Your result will be the set of lines with "selection", copied from the material below.

==*==

PR #445, opened 2026-06-06
[codex] Add multi-select dictation cleanup

### LINKED ISSUE #425: [Feature Request] Allow multi-select when cleaning up dictations
## Message

Allow multi-select when cleaning up dictations

## System Info

| Field | Value |
|-------|-------|
| App Version | 0.6.17 (20260601201518) |
| Git Commit | `20f4daac5e68` |
| macOS | 26.5.0 |
| Chip | Apple M4 Pro |

---

moona3k:
## Summary

Adds multi-select cleanup to Dictation History so users can select several visible dictations and delete them with one confirmation instead of deleting rows one at a time.

## User Flow

```text
History list
    |
    +-- select one or more visible rows
            |
            v
    selection bar appears
    [N selected] [Select All] [Clear] [Delete]
            |
            v
    confirmation dialog
            |
            v
    selected history rows and retained audio files are deleted
```

## What Changed

- Adds row selection toggles and selected-row styling in Dictation History.
- Adds a compact bulk-action bar for select all, clear, and delete.
- Keeps selection scoped to the visible history/search results, while pending delete confirmation stores row snapshots so the delete target is stable.
- Reuses the existing delete semantics for single and batch cleanup, including audio-file removal, telemetry, playback stop, and one history refresh after completion.
- Moves the disk/database delete loop off the main actor so larger cleanup actions do not block the UI.
- Updates the feature spec and traceability docs for the new cleanup behavior.

## Verification

- `swift test --filter DictationHistoryViewModelTests`
- `swift test`
- `git diff --check`

Closes #425

### DIFF
--- a/Sources/MacParakeet/Views/History/DictationHistoryView.swift
+++ b/Sources/MacParakeet/Views/History/DictationHistoryView.swift
@@ -37,20 +37,20 @@ struct DictationHistoryView: View {
         .animation(DesignSystem.Animation.contentSwap, value: viewModel.playbackError != nil)
         .animation(DesignSystem.Animation.contentSwap, value: viewModel.selectedSubTab)
         .alert(
-            "Delete Dictation?",
+            deleteAlertTitle,
             isPresented: Binding(
-                get: { viewModel.pendingDeleteDictation != nil },
-                set: { if !$0 { viewModel.pendingDeleteDictation = nil } }
+                get: { viewModel.pendingDeleteCount > 0 },
+                set: { if !$0 { viewModel.cancelPendingDelete() } }
             )
         ) {
             Button("Cancel", role: .cancel) {
-                viewModel.pendingDeleteDictation = nil
+                viewModel.cancelPendingDelete()
             }
             Button("Delete", role: .destructive) {
-                viewModel.confirmDelete()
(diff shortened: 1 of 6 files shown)


moona3k:
Addressed the review feedback in `a88fd913`:

- Batch delete now stores pending `Dictation` snapshots instead of only IDs, so the confirmed delete target stays stable across search/reload changes.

==*==

--- RESPONSE TO THE EXERCISE ---
    selection bar appears
- Adds row selection toggles and selected-row styling in Dictation History.
- Keeps selection scoped to the visible history/search results, while pending delete confirmation stores row snapshots so the delete target is stable.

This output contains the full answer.